Entries supplied START

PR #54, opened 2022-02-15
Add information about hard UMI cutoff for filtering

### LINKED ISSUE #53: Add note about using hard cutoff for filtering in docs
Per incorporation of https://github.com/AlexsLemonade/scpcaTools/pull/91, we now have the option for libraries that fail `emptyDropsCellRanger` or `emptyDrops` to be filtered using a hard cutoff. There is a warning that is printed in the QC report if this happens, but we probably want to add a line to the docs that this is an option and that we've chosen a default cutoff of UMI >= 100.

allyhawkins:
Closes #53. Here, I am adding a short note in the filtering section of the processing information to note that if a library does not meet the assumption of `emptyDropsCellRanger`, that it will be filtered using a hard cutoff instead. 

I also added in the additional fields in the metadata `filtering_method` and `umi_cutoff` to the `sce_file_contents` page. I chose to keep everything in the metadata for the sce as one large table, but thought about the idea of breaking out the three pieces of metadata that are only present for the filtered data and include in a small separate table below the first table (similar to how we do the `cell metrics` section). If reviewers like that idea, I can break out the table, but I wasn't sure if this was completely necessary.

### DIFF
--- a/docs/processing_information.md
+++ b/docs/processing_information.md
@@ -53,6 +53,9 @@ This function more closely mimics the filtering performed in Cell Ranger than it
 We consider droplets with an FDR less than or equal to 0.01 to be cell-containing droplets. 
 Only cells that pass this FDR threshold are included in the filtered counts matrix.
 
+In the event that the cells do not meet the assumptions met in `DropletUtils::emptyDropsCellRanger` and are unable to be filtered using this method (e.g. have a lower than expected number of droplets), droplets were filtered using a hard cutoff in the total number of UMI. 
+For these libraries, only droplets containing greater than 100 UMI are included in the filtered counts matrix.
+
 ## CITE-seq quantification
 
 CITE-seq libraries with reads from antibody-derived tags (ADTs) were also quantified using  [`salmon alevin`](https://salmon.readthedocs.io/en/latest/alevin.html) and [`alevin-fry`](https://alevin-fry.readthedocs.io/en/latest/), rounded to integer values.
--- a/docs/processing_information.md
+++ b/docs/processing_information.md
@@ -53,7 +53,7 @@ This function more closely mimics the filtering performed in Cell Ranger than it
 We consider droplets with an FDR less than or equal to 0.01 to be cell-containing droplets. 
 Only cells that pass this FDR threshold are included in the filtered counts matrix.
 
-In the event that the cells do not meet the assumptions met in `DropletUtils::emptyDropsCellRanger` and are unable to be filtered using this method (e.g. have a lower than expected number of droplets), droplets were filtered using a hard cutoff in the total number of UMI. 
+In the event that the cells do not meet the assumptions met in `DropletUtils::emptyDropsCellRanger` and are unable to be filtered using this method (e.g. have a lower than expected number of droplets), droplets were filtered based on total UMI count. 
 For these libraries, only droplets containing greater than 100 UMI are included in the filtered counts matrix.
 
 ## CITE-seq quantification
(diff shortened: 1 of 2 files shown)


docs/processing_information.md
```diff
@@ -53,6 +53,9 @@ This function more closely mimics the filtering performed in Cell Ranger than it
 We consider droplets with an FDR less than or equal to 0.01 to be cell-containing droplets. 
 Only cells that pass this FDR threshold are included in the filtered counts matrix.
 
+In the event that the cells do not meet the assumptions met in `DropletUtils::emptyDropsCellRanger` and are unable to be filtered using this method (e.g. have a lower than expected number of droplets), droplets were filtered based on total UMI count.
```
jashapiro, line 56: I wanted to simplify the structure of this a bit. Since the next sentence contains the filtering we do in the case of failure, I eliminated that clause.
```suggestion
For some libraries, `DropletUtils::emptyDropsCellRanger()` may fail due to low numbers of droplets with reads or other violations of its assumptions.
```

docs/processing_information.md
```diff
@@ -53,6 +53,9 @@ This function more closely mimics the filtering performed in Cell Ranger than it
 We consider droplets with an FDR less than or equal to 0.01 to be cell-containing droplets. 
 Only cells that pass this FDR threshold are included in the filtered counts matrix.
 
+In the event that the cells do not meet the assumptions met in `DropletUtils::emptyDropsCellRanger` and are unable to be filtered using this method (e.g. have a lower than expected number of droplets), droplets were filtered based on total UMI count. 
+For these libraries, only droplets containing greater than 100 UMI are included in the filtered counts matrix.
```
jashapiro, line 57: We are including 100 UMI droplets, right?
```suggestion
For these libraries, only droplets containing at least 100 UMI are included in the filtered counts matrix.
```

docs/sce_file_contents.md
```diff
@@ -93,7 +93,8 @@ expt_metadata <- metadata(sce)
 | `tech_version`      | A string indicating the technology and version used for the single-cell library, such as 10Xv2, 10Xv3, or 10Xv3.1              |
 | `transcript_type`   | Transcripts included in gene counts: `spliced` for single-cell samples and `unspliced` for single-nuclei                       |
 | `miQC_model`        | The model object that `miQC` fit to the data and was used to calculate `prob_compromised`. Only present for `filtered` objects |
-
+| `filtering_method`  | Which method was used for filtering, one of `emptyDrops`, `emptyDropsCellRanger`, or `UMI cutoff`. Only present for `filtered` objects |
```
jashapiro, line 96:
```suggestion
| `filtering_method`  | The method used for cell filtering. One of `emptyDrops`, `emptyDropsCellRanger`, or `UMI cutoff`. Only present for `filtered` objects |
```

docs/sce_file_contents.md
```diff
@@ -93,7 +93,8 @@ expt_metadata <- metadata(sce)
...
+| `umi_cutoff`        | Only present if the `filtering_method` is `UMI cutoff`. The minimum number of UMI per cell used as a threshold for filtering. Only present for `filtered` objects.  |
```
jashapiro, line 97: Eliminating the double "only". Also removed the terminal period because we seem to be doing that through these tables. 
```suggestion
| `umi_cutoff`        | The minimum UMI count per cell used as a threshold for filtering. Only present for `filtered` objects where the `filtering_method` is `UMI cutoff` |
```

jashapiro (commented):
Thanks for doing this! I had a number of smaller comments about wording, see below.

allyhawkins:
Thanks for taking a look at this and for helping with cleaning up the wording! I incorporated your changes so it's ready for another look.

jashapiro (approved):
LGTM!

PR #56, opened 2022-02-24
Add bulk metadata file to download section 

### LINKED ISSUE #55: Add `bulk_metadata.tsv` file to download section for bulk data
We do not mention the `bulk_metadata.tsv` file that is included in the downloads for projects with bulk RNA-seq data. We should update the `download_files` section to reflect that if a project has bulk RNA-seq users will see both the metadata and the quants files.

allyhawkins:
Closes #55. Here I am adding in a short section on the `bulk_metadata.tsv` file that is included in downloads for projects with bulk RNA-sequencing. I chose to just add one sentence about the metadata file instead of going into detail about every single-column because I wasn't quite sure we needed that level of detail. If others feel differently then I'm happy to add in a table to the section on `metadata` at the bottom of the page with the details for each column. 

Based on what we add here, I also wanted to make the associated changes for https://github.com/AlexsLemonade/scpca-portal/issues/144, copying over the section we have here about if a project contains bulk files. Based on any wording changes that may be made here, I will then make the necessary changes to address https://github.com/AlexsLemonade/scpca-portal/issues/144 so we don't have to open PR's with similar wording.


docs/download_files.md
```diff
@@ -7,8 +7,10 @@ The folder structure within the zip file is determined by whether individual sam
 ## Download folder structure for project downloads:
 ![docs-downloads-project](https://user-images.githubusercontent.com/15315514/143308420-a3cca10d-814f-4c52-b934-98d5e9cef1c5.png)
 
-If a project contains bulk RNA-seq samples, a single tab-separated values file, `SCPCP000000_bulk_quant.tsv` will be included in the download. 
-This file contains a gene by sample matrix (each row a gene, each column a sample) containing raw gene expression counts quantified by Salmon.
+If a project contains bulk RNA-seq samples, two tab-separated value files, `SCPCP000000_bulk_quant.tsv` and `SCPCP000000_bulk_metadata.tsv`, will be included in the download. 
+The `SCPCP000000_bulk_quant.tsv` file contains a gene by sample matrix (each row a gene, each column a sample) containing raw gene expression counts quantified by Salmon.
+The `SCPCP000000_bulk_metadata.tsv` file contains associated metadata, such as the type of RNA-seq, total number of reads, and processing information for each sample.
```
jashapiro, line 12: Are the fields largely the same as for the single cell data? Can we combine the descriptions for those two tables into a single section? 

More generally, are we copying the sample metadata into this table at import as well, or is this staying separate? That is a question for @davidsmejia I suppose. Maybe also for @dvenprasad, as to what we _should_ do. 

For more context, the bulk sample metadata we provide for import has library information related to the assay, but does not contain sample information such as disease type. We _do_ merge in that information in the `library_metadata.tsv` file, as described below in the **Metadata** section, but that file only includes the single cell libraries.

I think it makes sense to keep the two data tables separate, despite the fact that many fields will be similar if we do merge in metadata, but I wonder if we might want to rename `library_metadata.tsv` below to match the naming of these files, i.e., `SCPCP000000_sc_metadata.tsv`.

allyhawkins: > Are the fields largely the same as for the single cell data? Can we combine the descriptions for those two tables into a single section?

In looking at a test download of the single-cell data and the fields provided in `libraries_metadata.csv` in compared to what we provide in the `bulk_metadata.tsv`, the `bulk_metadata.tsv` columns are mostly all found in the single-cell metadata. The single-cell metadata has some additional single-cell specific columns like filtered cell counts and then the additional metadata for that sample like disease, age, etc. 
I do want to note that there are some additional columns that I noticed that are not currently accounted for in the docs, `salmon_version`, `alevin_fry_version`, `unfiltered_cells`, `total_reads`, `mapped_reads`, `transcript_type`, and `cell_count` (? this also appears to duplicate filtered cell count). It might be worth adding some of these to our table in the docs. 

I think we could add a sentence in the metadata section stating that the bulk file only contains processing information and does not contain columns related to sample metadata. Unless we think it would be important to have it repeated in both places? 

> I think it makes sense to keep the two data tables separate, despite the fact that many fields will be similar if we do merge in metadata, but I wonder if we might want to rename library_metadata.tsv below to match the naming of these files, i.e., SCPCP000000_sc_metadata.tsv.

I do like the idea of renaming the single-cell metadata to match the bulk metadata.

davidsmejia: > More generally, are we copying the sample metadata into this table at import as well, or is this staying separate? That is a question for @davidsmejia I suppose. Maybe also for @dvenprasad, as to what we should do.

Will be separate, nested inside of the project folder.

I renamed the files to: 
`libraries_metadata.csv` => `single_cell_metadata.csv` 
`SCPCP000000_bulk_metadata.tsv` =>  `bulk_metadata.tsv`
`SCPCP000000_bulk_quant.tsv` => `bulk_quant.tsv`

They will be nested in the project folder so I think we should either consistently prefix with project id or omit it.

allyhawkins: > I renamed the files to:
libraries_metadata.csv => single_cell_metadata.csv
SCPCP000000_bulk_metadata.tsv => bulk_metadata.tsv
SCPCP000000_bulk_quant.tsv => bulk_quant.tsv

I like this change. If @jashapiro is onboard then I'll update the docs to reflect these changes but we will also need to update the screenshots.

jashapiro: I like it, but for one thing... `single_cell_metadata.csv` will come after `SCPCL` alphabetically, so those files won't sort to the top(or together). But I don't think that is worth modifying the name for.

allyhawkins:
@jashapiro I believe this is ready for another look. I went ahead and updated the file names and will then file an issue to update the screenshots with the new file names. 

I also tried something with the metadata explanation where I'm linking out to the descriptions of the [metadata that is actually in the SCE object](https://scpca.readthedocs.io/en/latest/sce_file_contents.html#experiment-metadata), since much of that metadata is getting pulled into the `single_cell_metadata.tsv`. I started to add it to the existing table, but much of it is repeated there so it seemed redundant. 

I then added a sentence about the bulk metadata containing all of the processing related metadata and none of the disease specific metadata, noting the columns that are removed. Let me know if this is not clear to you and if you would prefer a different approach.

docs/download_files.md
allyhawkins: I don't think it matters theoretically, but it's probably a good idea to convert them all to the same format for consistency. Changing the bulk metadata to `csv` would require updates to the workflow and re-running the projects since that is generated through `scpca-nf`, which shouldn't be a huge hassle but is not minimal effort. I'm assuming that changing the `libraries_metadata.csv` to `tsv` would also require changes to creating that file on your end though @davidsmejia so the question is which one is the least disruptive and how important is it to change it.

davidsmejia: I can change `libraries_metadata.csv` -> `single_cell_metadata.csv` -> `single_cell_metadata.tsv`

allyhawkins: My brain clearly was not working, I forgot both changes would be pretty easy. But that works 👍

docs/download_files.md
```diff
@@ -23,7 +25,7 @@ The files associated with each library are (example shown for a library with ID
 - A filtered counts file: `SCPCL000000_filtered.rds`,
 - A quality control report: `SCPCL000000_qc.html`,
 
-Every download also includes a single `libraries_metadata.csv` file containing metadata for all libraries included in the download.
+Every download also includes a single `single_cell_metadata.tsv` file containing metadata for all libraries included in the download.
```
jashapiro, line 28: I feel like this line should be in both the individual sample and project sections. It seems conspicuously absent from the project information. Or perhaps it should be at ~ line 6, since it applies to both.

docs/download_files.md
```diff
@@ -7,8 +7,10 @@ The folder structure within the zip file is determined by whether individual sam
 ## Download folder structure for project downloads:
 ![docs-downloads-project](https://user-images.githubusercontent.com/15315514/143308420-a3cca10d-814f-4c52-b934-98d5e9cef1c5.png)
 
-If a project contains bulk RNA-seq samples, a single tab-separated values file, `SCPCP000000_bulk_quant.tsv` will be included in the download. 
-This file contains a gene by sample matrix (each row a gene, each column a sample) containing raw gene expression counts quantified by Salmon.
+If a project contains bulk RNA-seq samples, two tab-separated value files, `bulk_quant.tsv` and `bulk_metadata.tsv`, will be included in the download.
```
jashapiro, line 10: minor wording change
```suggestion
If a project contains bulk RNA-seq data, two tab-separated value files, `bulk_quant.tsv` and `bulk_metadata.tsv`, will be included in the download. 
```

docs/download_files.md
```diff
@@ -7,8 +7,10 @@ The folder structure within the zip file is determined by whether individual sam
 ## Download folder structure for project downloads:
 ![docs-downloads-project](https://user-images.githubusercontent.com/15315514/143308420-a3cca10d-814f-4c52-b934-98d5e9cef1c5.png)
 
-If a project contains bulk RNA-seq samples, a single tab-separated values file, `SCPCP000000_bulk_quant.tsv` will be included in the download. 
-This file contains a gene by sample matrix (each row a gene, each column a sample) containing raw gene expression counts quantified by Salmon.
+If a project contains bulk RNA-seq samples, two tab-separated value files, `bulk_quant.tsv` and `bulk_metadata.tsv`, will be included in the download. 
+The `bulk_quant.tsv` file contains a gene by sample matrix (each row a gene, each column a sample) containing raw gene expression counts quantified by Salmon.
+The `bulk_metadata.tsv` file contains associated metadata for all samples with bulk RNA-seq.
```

Entries supplied END

Work required: Please copy out every line of the preceding listing that carries "reflect".

Expected answer:
We do not mention the `bulk_metadata.tsv` file that is included in the downloads for projects with bulk RNA-seq data. We should update the `download_files` section to reflect that if a project has bulk RNA-seq users will see both the metadata and the quants files.
I like this change. If @jashapiro is onboard then I'll update the docs to reflect these changes but we will also need to update the screenshots.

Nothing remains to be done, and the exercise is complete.